Bill Donley, what a great gent. May he rest in peace. My mother met him during an open day at college and afterwards forever referred to him as "that dishy Mr. Donley".


----------



## duncs (Sep 8, 2008)

trotterdotpom said:


> #18 . Never heard it called the "laughing call", Norm, but it sounds like it could be "shave and a haircut, ten cents".
> 
> I always knock on doors like that and my wife thinks it's stupid. Maybe she should have married Louis, inventor of the brown hat.
> 
> John T


I have to go along with JT. On the key a dit came after it.
When I worked as a nigh****chman, in the morning, I always rapped the 'shave and a haircut', on the door, before opening it.


----------



## Dimples82 (Aug 24, 2014)

I have heard the phrase "the gentleman obviously has no father” used on R/T before


----------



## Troppo (Feb 18, 2010)

Larry Bennett said:


> Hi John,
> 
> Very rarely used VA at GKA (apart from the last broadcast).
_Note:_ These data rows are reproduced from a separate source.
PR #1412, opened 2015-03-17
Feature/refactoring and work on tiny

cos:
again


radumereuta:
lgtm, @dwightguth please review.
We decided to add a switch which will allow both me and @cos to use the same implementation of the transformers.

PR #1417, opened 2015-03-20
minor optimizations to java backend

dwightguth:
**please review**


dwightguth:
@yilongli please review

The second commit here is some wizardry intended to hack together a solution to the excessive conversion in the old K implementation. We won't need this trick with KORE, which is good, but since it was really fast to write code for and makes linking C programs **substantially** faster, I want to get this merged now.

yilongli:
lgtm

PR #1421, opened 2015-03-25
more specific exclude pattern

daejunpark:
Since `exclude` matches the given string on FULL file paths, the exclude pattern `io` is too general, which may lead to exclude unexpected ones. For example, `k-distribution` matches the exclude pattern `io`, so that it excludes all files under the path `k-distribution/tutorial/`.

Well, the suggested fix `io.imp` may be still problematic. So, `ktest` would be better to report explicitly which files are excluded.

### DIFF
--- a/k-distribution/tutorial/1_k/4_imp++/lesson_7/exercises/abort/tests/config.xml
+++ b/k-distribution/tutorial/1_k/4_imp++/lesson_7/exercises/abort/tests/config.xml
@@ -5,7 +5,7 @@
   <include file="../../../tests/config.xml"
            more-programs="."
            more-results="."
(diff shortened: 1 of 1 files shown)


daejunpark:
@grosu Please review this.

grosu:
ok with me for now, although we need to redesign ktest, as discussed.

cos:
I'm closing and deleting the branch. The change is tiny so it can be recreated easily if needed. 

Pasting it here:
k-distribution/tutorial/1_k/4_imp++/lesson_7/exercises/abort/tests/config.xml

```
-           exclude="io" >  <!-- Because of bug #159-->
+           exclude="io.imp" >  <!-- Because of bug #159-->
```

PR #1426, opened 2015-03-31
assoc attribute for function rule -> AC matcher.

traiansf:
ready for review


traiansf:
This PR adds support for using the AC matcher to match functional patterns if the **assoc** attribute is explicitly specified in the rule.

@dwightguth please review

java-backend/src/main/java/org/kframework/backend/java/kil/KItem.java
```diff
@@ -444,11 +437,31 @@ public Term evaluateFunction(KItem kItem, boolean copyOnShareSubstAndEval, TermC
...
                                 System.err.println("\nAuditing " + rule + "...\n");
                             }
-                            /* function rules should be applied by pattern match rather than unification */
-                            Map<Variable, Term> solution = NonACPatternMatcher.match(kItem, rule, context);
-                            if (solution == null) {
-                                continue;
-                            }
+
+
+                                Map<Variable, Term> solution;
```
andreistefanescu: wrong indentation

kernel/src/main/java/org/kframework/kil/Attribute.java
```diff
@@ -21,6 +21,7 @@
 
     public static final String BUILTIN_KEY = "builtin";
     public static final String FUNCTION_KEY = "function";
+    public static final String ASSOCIATIVE_KEY = "assoc";
```
andreistefanescu, line 24: maybe `assoc-comm`, or both `assoc` and `comm`?

dwightguth, line 24: I'm inclined to agree with the latter, actually. Probably make either one have the same effect.

java-backend/src/main/java/org/kframework/backend/java/kil/KItem.java
```diff
@@ -444,11 +437,31 @@ public Term evaluateFunction(KItem kItem, boolean copyOnShareSubstAndEval, TermC
...
+                                        continue;
+                                    }
+                                } else {
+                                    List<Substitution<Variable, Term>> matches = PatternMatcher.match(kItem, rule, context);
+                                    if (matches.isEmpty()) {
+                                        continue;
+                                    } else {
+                                        if (matches.size() > 1) {
+                                            if (javaOptions.deterministicFunctions) {
+                                               throw KExceptionManager.criticalError("More than one possible match. " +
```
dwightguth: I would say make this a warning...

java-backend/src/main/java/org/kframework/backend/java/kil/KItem.java
traiansf: I my defense I would say it was indented badly to begin with (a try block was added without indenting its body).

java-backend/src/main/java/org/kframework/backend/java/kil/KItem.java
traiansf: It is a warning when the deterministic functions option is not used.  I thought it should be stronger when checking that functions are deterministic.  If you want a warning, should I collapse them, or there should be in different warning levels?

kernel/src/main/java/org/kframework/kil/Attribute.java
traiansf, line 24: so, should it have both assoc and comm, or assoc-comm, or any of the three would work?

dwightguth, line 24: I think probably since KORE has the assoc and comm attributes to indicate associativity and commutivity, and since the AC matching algorithm is used for both, we should accept either assoc or comm.

java-backend/src/main/java/org/kframework/backend/java/kil/KItem.java
dwightguth: hmm. I guess since that is what the option is already doing, an error is okay here. But you should probably change the assert statement into a KException also just for consistency.

kernel/src/main/java/org/kframework/kil/Attribute.java
traiansf, line 24: Ok, then I would argue against the additional assoc-comm rule, since we
would have "assoc comm", "assoc", and "comm" to cover all options.

2015-03-31 18:12 GMT+03:00 dwightguth notifications@github.com:

java-backend/src/main/java/org/kframework/backend/java/kil/KItem.java
traiansf: Ok, I've changed the assert (I believe you mentioned) into a critical error.

2015-03-31 18:15 GMT+03:00 dwightguth notifications@github.com:

traiansf:
I think I've addressed all comments.  @dwightguth please re-review.

dwightguth:
It looks like your test is failing with a parse error, can you fix it before I do the final review? I believe the issue is that attributes are separated by commas.

traiansf:
@dwightguth: fixed,  ready for final review

PR #1431, opened 2015-04-01
modify error message on uncaught exception to provide better instruction...

dwightguth:
...s to users reporting bugs

@yilongli please review


yilongli:
lgtm

PR #1434, opened 2015-04-04
change Unparser.java to output new format kast

laurayuwen:
do not review.


dwightguth:
I don't think this is the right way to go about this. What we really want is for there to be a transformation that converts KORE into terms referencing productions. Then you create a new implementation of the unparser following the same paradigm as this one, but operating over the new classes in treeNodes.scala.

laurayuwen:
So are things other than the unparser you mentioned ready to use now?
And if this file does not lead to the right new KAST syntax, why keep this one?

bmmoore:
I'm planning to implement a printer in the new syntax for the Kore classes soon, and we should be able to use that plus the KILToKORE transformer to get the output. Even if we wanted to do more work on KIL classes, Dwight says there's a KoreFilter class that would be a better place than Unparser to make these changes.

PR #1438, opened 2015-04-08
Removing imp-hoare, imp-reachability, and imp-symbolic from samples.

andreiarusoaie:
As part of the cleaning up samples I removed imp-hoare, imp-reachability and imp-symbolic. All these were supposed to be tests for the old symbolic execution engine which is not present anymore in the tool.

Do not review yet.


andreiarusoaie:
@dwightguth please review

PR #1350, opened 2024-09-24
Puppeteer extension: set the PUPPETEER_EXECUTABLE_PATH env var

samejr:
With this change when launching puppeteer you don't need to set the executable path.


matt-aitken (approved):
Collaborated with @samejr on this

PR #1377, opened 2024-10-03
feat: Add maxDuration to tasks

ericallam:
You can now add a `maxDuration` to your tasks that will abort runs that exceed the duration, in CPU time only (e.g. it doesn't count when you are running `wait.for` or `triggerAndWait`, etc.). You can set `maxDuration` in 3 places:

- In `trigger.config.ts` to apply as a default to all tasks
- In your task definition, to apply to all runs of that task (which overrides the value in `trigger.config.ts` if there is one)
- When calling `trigger`, which overrides the previous two.

If a task run exceeds the maxDuration (only across a single attempt) then the run will fail with the following error:

CleanShot 2024-10-03 at 11 04 29@2x

## Release Notes

- **New Features**
	- Added a "Max duration" property to the run details, displaying the maximum duration of each run.
	- Introduced a new task run status, "TIMED_OUT," enhancing task run management and visibility.
	- Added new tasks with timing and retry features, improving task execution capabilities.
	- Introduced a new `TimedOutIcon` for visual representation of the "TIMED_OUT" status.

- **Improvements**
	- Enhanced handling for the "TIMED_OUT" status across various components, ensuring consistent representation and processing.
	- Improved data retrieval in the `SpanPresenter` and task run services to include maximum duration information.
	- Updated API schema to include a new optional field for maximum duration in task execution requests.

- **Bug Fixes**
	- Adjusted task run failure conditions to include the new "TIMED_OUT" status.


packages/cli-v3/src/entryPoints/deploy-index-worker.ts
```diff
@@ -115,6 +115,20 @@ if (typeof config.machine === "string") {
   });
 }
 
+// If the config has a maxDuration, we need to apply it to all tasks that don't have a maxDuration
```
matt-aitken, line 118: What if you wanted to have a default maxDuration but then have a specific task not have a maxDuration? It would be nice if you could pass `null` to say you don't want a limit. Or maybe some const we provide, like `MaxDuration.None` (that is just Math.Infinity).

matt-aitken (approved):

PR #1475, opened 2024-11-17
feat: exit if docker buildx can't be found for self-hosted builds

ghostdevv:
I ran into an issue when using trigger that I docker would fail to build as it couldn't find the `--progress` flag. This flag is only available when docker buildx is installed. This change adds in a check to see if docker buildx is installed, and if it's not it'll fail with a helpful message.

When buildx is installed the `docker buildx version` command will return a version, if it's not then the command will fail.

image

(`install-docker-buildx` isn't a real command, I just wrapped the arch linux `yay -S docker-buildx` for the demo)

We can then test the warning I added based on this

image

Additionally, I added a debug log for this. You can test that by running `trigger deploy --self-hosted --log-level debug`, and you'll get something like this at the end of the log:

image

**Edit**: added a better build message based on rabbit's suggestion

image

## ✅ Checklist

## Summary by CodeRabbit

- **New Features**
	- Enhanced deployment command functionality with checks for Docker Buildx during self-hosted builds.
	- Added visual feedback with a spinner during the build process.

- **Bug Fixes**
	- Improved error handling for deployment failures and environment variable synchronization.

- **Chores**
	- Updated `tinyexec` dependency to version `^0.3.1`.
	- Updated `package.json` to version `3.2.0` and refined module export structure.

### DIFF
--- a/.changeset/spicy-turkeys-hug.md
+++ b/.changeset/spicy-turkeys-hug.md
@@ -1,0 +1,5 @@
+---
+"trigger.dev": minor
+---
+
+feat: exit if docker buildx can't be found for self-hosted builds
--- a/packages/cli-v3/package.json
+++ b/packages/cli-v3/package.json
@@ -118,7 +118,7 @@
     "std-env": "^3.7.0",
     "terminal-link": "^3.0.0",
     "tiny-invariant": "^1.2.0",
-    "tinyexec": "^0.2.0",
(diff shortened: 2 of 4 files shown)


nicktrn (approved):
Hey @ghostdevv - good spot! Thanks for this :pray: 

The tinyexec upgrade should probably be fine but I'll give it a quick spin after merging.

The only time I remember hearing it is when there was a particularly difficult and painful QSO and the GKA R/O "pulled the plug" on it. As you say it was very abrupt and forceful. Like you, the commercial working tutors at Brunel (Lofty Allen and Bill Donley in my case) advised not to use it, and this tended to continue at GKA.
> 
> Cheers Larry +


Good point...I never used it.


----------